In my travels I’ve come across remnants of Saviem #16 in Niger, as well as an intact Saviem #22 east of the Gilf Kebir (below). And there’s a photo here of Saviem #10 just a couple of years after it was installed.
Of the four expeditions mentioned here, the three continental ones produced illustrated books in French and German (below). If you don’t read either language any better than me, the big-format Croisiere des Sables is a good one to get – mostly pictures and under a tenner on abebooks last time I looked.
Coup d’Eclat au Sahara, Jean Stasse (2011, available new)
Trans Sahara – vom Atlantik zum Nil, Gerd Heussler (1978)
Croisiere des Sables, Christian Gallissian (1977)
Even though Tom Sheppard has published a couple of lavish Sahara picture books on his own travels, it looks like we’ll never get a full account of the JSE 101 crossing, although he wrote a pretty good illustrated summary in the winter 2016 issue of the quarterly Overland Journal (right).
My own lateral crossing
A while back, before things really got bad in the Sahara (right) it occurred to me that, with one small effort I could link up a lateral crossing of the Sahara between the Nile and Atlantic. Of course it would have taken me several years, but mainly across three trips: Libya 1998 (researching Sahara Overland); Egypt 2004 and our big SEQ 2006 crossing (below) I’ve covered all bar around 800km of the distance.
All that remained was a short, 70-km gap in the far eastern Algerian oilfields near In Amenas to the Algerian Tree (visible on Google sat and pictured left in 1998).

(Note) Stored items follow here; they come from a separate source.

PR #3532, opened 2026-04-29
fix(ipr): make ledger-remote credential prefix optional in URL guard

katiecooperco:
## Summary

`scripts/ipr/check-and-record.mjs` `LEDGER_REMOTE_PATTERN` required a username segment before `@` (`[^/@]+@?`), so it matched only credentialed URLs like `https://x-access-token:TOKEN@github.com/...`. When the workflow checkout uses a credential helper instead of embedding the token in the URL, `git remote get-url origin` returns a bare `https://github.com/adcontextprotocol/adcp`, which fails the assertion and the script refuses to push — so the signature is never recorded and `IPR Policy / Signature` stays pending forever.

Hit this on #3531 (issue_comment runs failed at this exact line). The pull_request_target runs succeed because they exit before reaching the push path.

## Fix

`[^/@]+@?` → `(?:[^/@]+@)?` — credentials become fully optional. Still rejects other repos, other hosts, and SSH URLs.

## Test plan

Manual regex check on representative URLs:

```
OK https://github.com/adcontextprotocol/adcp                              => true
OK https://x-access-token:TOKEN@github.com/adcontextprotocol/adcp         => true
OK https://github.com/adcontextprotocol/adcp.git                          => true
OK https://github.com/adcontextprotocol/adcp/                             => true
OK https://github.com/foo/bar                                             => false
OK https://evil.com/adcontextprotocol/adcp                                => false
OK git@github.com:adcontextprotocol/adcp.git                              => false
```

### DIFF
--- a/.changeset/fix-ipr-ledger-remote-credential-optional.md
+++ b/.changeset/fix-ipr-ledger-remote-credential-optional.md
@@ -1,0 +1,4 @@
+---
+---
+
+`scripts/ipr/check-and-record.mjs`: make the credentials portion of `LEDGER_REMOTE_PATTERN` optional. The previous regex `[^/@]+@?` required a username segment before `@`, which only matches URLs that embed credentials (e.g. `https://x-access-token:TOKEN@github.com/...`). When the checkout uses a credential helper instead, the bare URL `https://github.com/adcontextprotocol/adcp` failed the assertion and the script refused to push, blocking signature recording from `issue_comment` runs in caller repos. New pattern `(?:[^/@]+@)?` accepts both shapes while still rejecting other repos, hosts, and SSH URLs.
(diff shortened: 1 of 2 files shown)


bokelley (approved):
Verified the regex behavior locally — the bug was actually broader than the description claims: the original `[^/@]+@?` is greedy and eats `github.com` itself, so even credentialed URLs only matched by backtracking on the literal `@`. Bare URLs, `.git` variants, and trailing-slash variants all silently failed; the only shape that ever passed was `https://USER@github.com/adcontextprotocol/adcp`. The fix's rejection set is unchanged for other repos, hosts, and SSH URLs.

Root cause is `actions/checkout@v6` storing the token via credential helper instead of embedding it in the URL — masked until now because already-signed contributors never hit `commitSignaturesChange` on `pull_request_target`. Katie's was the first `issue_comment` sign attempt to actually exercise the push path.

Approving as-is. Follow-ups worth filing separately:
- regression test pinning the URL matrix from the PR body
- consider `URL.parse()` + host/path equality instead of regex
- audit any signature comments posted during the broken window — they may have ledger entries missing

It was where Route L2 from Sahara Overland (below right) strayed briefly into Algerian territory to avoid the worst of the Idehan Ubari’s dunes.
Some may recall Michael Palin visited this very tree for his Sahara TV show in 2002 and on arriving proclaimed:
‘this spare, uncluttered, beautiful spot was one of my favourite places in the Sahara‘.
Well, he’s easy to please!
And in fact, I’ve since realised that when we treked with mules to Sefar on the Tassili plateau in 2013, I was within sight our 1998 route into the Libyan Akakus.
Up until the gas plant attack at Tigantourine that year, I could probably have knocked out my crossing to the Algerian Tree at any time. Either driving down to Edjeleh oil camp right on the Libyan border then scooting over the dunes as shown below).
I recall making contact with an oil worker based in Edjejeh one time, asking him about civilian access in the area but he wasn’t very forthcoming. Alternatively, one could just nail it 100km east from the N3 highway south of Erg Bourharet. The stony reg thereabouts is criss-crossed with oil exploration tracks, but, post-Tigantourine that area will now be closely watched.
Then there’s a much more substantial missing section to get my West-East certificate in eastern Libya: from Waw Namus crater which we visited in 1998 (below) …
I remember that Christmas well; we had more trouble than normal getting Mahmoud’s Toyota-engined Series III running, dragging it to life with the Land Cruiser (below) after setting a fire under the chilled engine. With us that time was Toby Savage (my Desert Driving dvd co-presenter) who in 2012 travelled through the Gilf with WWII-era Jeeps, while possibly outnumbered by escorts and soldiers.
No tourist has driven in southern Libya since the fall of Gaddafi in 2011. The south has now controlled by the Tuareg (with a bit of AQIM and IS) and the Tubu who battle it out for the control of lucrative people-trafficking and other commodities coming up from Niger. As things stand now in Libya, ticking off that final 720-km stage from Waw crater to Xmas Camp may have to wait for a rainy day in the Sahara.